Forward-looking statements necessarily involve risks, including, without limitation, the risk that the Arrangement is not completed on the terms described in this press release, or is delayed or is not closed for any reason, including for any reason described in the Information Circular; the ability of the Corporation to receive all necessary regulatory and court approvals in order to close the Arrangement; the Corporation’s position as a minority joint venture partner in the Maricunga project in the event that the Arrangement is not closed; the risk that the Arrangement does not yield the benefits that Bearing anticipates; the risk that LPI does not complete the Joint Venture Partner Transaction; the risk that LPI does not complete the spin-out of DemergeCo for any reason; the general regulatory environment in which the Corporation operates; the tax treatment of the Corporation; the general economic, financial, market and political conditions impacting the industry and markets in which the Corporation operates; and the risks identified in the Information Circular.
Readers are cautioned that the foregoing list is not exhaustive of all factors and assumptions which have been used. As a consequence, actual results may differ materially from those anticipated in the forward-looking statements. Furthermore, the forward looking statements contained herein are made as at the date hereof and Bearing does not undertake any obligation to update publicly or to revise any of the included forward looking statements, whether as a result of new information, future events or otherwise, except as may be required by applicable securities laws.
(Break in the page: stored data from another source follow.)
PR #9683, opened 2025-11-07
refact(lazyloadshard): convert lazyload shard locks to RW and use atomic for loaded

moogacs:
### What's being changed:
- use RWLocks for shards to avoid lock contentions 
- remove unnecessary ctx timeouts in offload tests
-  fix offload acceptance test flakiness 

### Review checklist

- [x] Chaos pipeline run or not necessary. Link to pipeline: https://github.com/weaviate/weaviate-chaos-engineering/actions/runs/19499261433

### DIFF
--- a/adapters/repos/db/shard_lazyloader.go
+++ b/adapters/repos/db/shard_lazyloader.go
@@ -17,6 +17,7 @@ import (
 	"io"
 	"os"
 	"sync"
+	"sync/atomic"
 	"time"
 
 	"github.com/go-openapi/strfmt"
@@ -56,8 +57,8 @@ import (
 type LazyLoadShard struct {
 	shardOpts        *deferredShardOpts
 	shard            *Shard
-	loaded           bool
-	mutex            sync.Mutex
+	loaded           atomic.Bool
+	mutex            sync.RWMutex
 	memMonitor       memwatch.AllocChecker
 	shardLoadLimiter ShardLoadLimiter
 	lazyLoadSegments bool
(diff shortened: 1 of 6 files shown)


adapters/repos/db/shard_lazyloader.go
```diff
@@ -202,12 +200,10 @@ func (l *LazyLoadShard) ObjectCount(ctx context.Context) (int, error) {
 }
 
 func (l *LazyLoadShard) ObjectCountAsync(ctx context.Context) (int64, error) {
-	l.mutex.RLock()
-	if l.loaded {
-		l.mutex.RUnlock()
+	if l.loaded.Load() {
```
aliszka, line 203: that method IMO should run within mutex, so that either one (loaded or unloaded) version can run at a time. There is a chance that once object count of unloaded shard is running, shard is loaded, compaction starts and nca files are deleted

aliszka (dismissed):

adapters/repos/db/shard_lazyloader.go
moogacs: good point, the issue i see that this will block writing to the shard while there is read and this could affect the performance of writing. i am gonna write a unit test to verify this case and also for `Dimensions()` func

moogacs: i've added a unit test for object , dimension would need different way to handle, one note to keep in mind the data provided here is for usage purpose and it's fine if it's eventually consistent

moogacs:
not needed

Shareholders are reminded that there may be tax consequences for Bearing shareholders associated with the Arrangement, including: (1) consequences associated with the exchange of shares of a Canadian corporation for shares of an Australian corporation; and (2) additional Chilean tax consequences for Bearing shareholders who own or control 10% or more of the Bearing Shares at the date of the Arrangement (inclusive of stock options, warrants, and Bearing Shares sold within 12 months prior to the closing of the Arrangement). Shareholders should consult with their tax advisors and refer to the information contained in the Information Circular in respect of the Arrangement, which is available on SEDAR under Bearing’s SEDAR profile at www.sedar.com.
This news release does not constitute an offer to sell or a solicitation of an offer to buy any of the securities in the United States. The securities have not been and will not be registered under the U.S. Securities Act or any state securities laws and may not be offered or sold within the United States or to U.S. Persons unless registered under the U.S. Securities Act and applicable state securities laws or an exemption from such registration is available.